§ EXERCISE OBJECTIVE
Working from the top of the records below, reproduce each line exactly, ending once you have written the line containing "instead of Switch?*".

Dataset entries
Issue #432, opened 2014-12-16
Bidi problems in deliteful/ToggleButton


semion1956:
Text direction isn't correctly controlled for checked state of the button.

PR #433, opened 2014-12-16
Control textDir in deliteful/ToogleButton fix#432

semion1956:
1) Move bidi logic into refreshRendering()
2) Use applyTextDirection() for setting textDir in checkedLabel
3) Support for textDir in title
4) updates in the template - not bidi-specific but suggested because FF gets error ("not well-formed") for ampersands in html.


semion1956:
*Why are these changes in ToggleButton instead of Switch?*
Changes are specific for ToggleButton.  What the connection between ToggleButton and Switch? I don't see it.
*It should have a unit test.*
You didn't require unit tests for Button... Anyway, if we need bidi-specific tests for Button and ToogleButton, should I add them into existing files or placed into new files?

wkeese:
> Changes are specific for ToggleButton. What the connection between ToggleButton and Switch? I don't see it.

I thought ToggleButton extended Switch, but I guess I was confused.  OK, nevermind.

> You didn't require unit tests for Button... Anyway, if we need bidi-specific tests for Button and ToggleButton, should I add them into existing files or placed into new files?

I think our rule is for everything to have unit tests, @cjolif shouldn't have pushed the Button code (462ae09dc3a151b89be984c71b8db2f7bbfc94fc) without them.

About the tests, I don't have a strong opinion about whether they should be in tests/unit/Button.js or another file (like tests/unit/Button_bidi.js).  The tricky part in either case is turning on the has("bidi") flag for your tests only.  I guess you need to do something tricky with requirejs contexts like https://github.com/ibm-js/requirejs-dplugins/blob/master/tests/unit/i18n.js does.  Perhaps @clmath has advice about that.

PS: You have another "Merge remote-tracking branch 'upstream/master'" commit in this branch.  Please stop calling "git merge".  Generally once people start commenting on a PR, you don't try to merge changes from the master branch until the PR is accepted.

cjolif:
> About the tests, I don't have a strong opinion about whether they should be in tests/unit/Button.js or another file (like tests/unit/Button_bidi.js)

I think if the bidi code is in Button itself ideally it should be in the same test file (if possible because of the has flag). If the bidi code is in a separate class then the test should probably be in a separate file as well.

wkeese:
Well, I think you need to do that regardless of whether or not both tests are in the same file.  Because both tests are unit tests.   Right?

clmath:
Maybe, I don't know how many loader instances intern is using.

semion1956:
Thanks @clmath.
I added intern tests.

tests/unit/all.js
```diff
@@ -23,7 +23,9 @@ define([
 	"./ToasterMessage-insert-show-hide-remove",
 	"./Toggle",
 	"./Button",
+	"./Button-bidi",
```
cjolif: for easier access to all bidi tests (and consistency with the fact bidi code is in bidi dir) maybe it should be bidi/Button and bidi/ToggleButton here.

cjolif: We could then have a unit/bidi/all.js that contains all of them to launch bidi test independently or exclude them all more easily (and tests/unit/all would reference tests/unit/bidi/all).

semion1956:
Tests are moved into tests/unit/bidi.

cjolif:
Looks ok to me. @wkeese any further remarks?

tests/unit/bidi/Button.js
```diff
@@ -0,0 +1,133 @@
...
+					}
+				}
+			});
+		},
+		markup: {
+			beforeEach: function () {
+				container = document.createElement("div");
+				document.body.appendChild(container);
+				container.innerHTML = html;
+			},
```
wkeese: This isn't quite right.   You are losing the pointer to the old container `<div>` without first destroying it.

tests/unit/bidi/Button.js
```diff
@@ -0,0 +1,133 @@
...
+			"auto2": function () {
+				var dfd = this.async();
+				moduleRequire(["delite/register", "deliteful/Button"], dfd.callback(function (register) {
+					register.parse();
+					b4 = document.getElementById("b4");
+					b4.deliver();
+					assert.strictEqual("\u202aABC \u05d2\u05d1\u05d0\u202c", b4.labelNode.textContent, "auto2: wrong displayed value for 'label'");
+					assert.strictEqual("\u202aABC \u05d2\u05d1\u05d0\u202c", b4.title, "auto2: wrong value for 'title'");
+				}));
+			}
```
wkeese: There are a bunch of calls to `register.parse()` that should really be `register.parse(container)`, or something like that.   Only parse on the DOM that you've created for each test run.

tests/unit/bidi/Button.js
```diff
@@ -0,0 +1,133 @@
...
+		},
+		dynChanges: {
+			beforeEach: function () {
+				container = document.createElement("div");
+				document.body.appendChild(container);
+			},
```
wkeese: Likewise here too, you are losing the pointer to the old container `<div>` without first destroying it.   Note that this `beforeEach()` method will run before each test within the `dynChanges` section, but the `afterEach()` method at line 129, outside of the `dynChanges` section, will only run once before `dynChanges` starts, and then once after it ends (in other words, before `textDir` and after `title`).

My suggestion is that:

1. In startup() for the main test suite you create container
2. In teardown() for the main test you destroy container
3. For other places you just empty container, like `container.innerHTML = ""`

tests/unit/bidi/ToggleButton.js
```diff
@@ -0,0 +1,167 @@
...
+					b3.title = "ABC \u05d0\u05d1\u05d2";
+					b3.deliver();
+					assert.strictEqual("\u202aABC \u05d0\u05d1\u05d2\u202c", b3.title, "title: wrong value for 'auto' (2)");
+				}));
+			}
+		},
+		afterEach: function () {
+			container.parentNode.removeChild(container);
+		}
+	});
```
wkeese: Same comments here as for the Button test.

semion1956:
Done.

cjolif:
ref #432

ToggleButton/ToggleButton.html
```diff
@@ -1,4 +1,4 @@
 <template aria-pressed="{{checked}}" attach-point="focusNode" on-click="{{toggle}}">
-	<span attach-point="iconNode" class="d-reset d-inline d-icon {{this.checked && this.checkedIconClass ? this.checkedIconClass : (this.iconClass ? this.iconClass : 'd-hidden')}}"
-	></span><span attach-point="labelNode" class="d-reset d-inline" d-hidden="{{!this.checkedLabel && !this.label}}">{{this.checked && this.checkedLabel ? this.checkedLabel : this.label}}</span>
+	<span attach-point="iconNode" class="d-reset d-inline d-icon {{this.checked &amp;&amp; this.checkedIconClass ? this.checkedIconClass : (this.iconClass ? this.iconClass : 'd-hidden')}}"
+	></span><span attach-point="labelNode" class="d-reset d-inline" d-hidden="{{!this.checkedLabel &amp;&amp; !this.label}}">{{this.checked &amp;&amp; this.checkedLabel ? this.checkedLabel : this.label}}</span>
```
AdrianVasiliu: There might be a reason, but I wonder why you escape the `&&` into `&amp;&amp;`. 
https://github.com/ibm-js/delite/blob/master/docs/handlebars.md doesn't mention such a need, and at least in some browsers `&&` seems to work just fine.

AdrianVasiliu: Oops, nevermind, I didn't notice it has been already discussed (in https://github.com/ibm-js/deliteful/pull/433#commitcomment-9123284 ).

cjolif:
merged in 878fd8381a11d9b8bf9e155a8df1d8546cbbcc88. thanks @semion1956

§ EXERCISE RESPONSE
Issue #432, opened 2014-12-16
Bidi problems in deliteful/ToggleButton


semion1956:
Text direction isn't correctly controlled for checked state of the button.

PR #433, opened 2014-12-16
Control textDir in deliteful/ToogleButton fix#432

semion1956:
1) Move bidi logic into refreshRendering()
2) Use applyTextDirection() for setting textDir in checkedLabel
3) Support for textDir in title
4) updates in the template - not bidi-specific but suggested because FF gets error ("not well-formed") for ampersands in html.


semion1956:
*Why are these changes in ToggleButton instead of Switch?*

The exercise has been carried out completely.